--- What the exercise asks ---
Everything from the line containing "When concurrent_session is" to the close of the records below should be output exactly, line by line, with no other lines given.

--- Supplied information ---
[Start of section]

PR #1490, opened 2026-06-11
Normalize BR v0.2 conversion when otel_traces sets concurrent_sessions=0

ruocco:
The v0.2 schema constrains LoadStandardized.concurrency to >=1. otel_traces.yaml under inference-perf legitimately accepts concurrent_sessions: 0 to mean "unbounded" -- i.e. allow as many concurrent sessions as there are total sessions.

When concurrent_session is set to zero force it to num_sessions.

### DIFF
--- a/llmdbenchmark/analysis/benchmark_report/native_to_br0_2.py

[End of section]

--- Output for this task ---
When concurrent_session is set to zero force it to num_sessions.

### DIFF
--- a/llmdbenchmark/analysis/benchmark_report/native_to_br0_2.py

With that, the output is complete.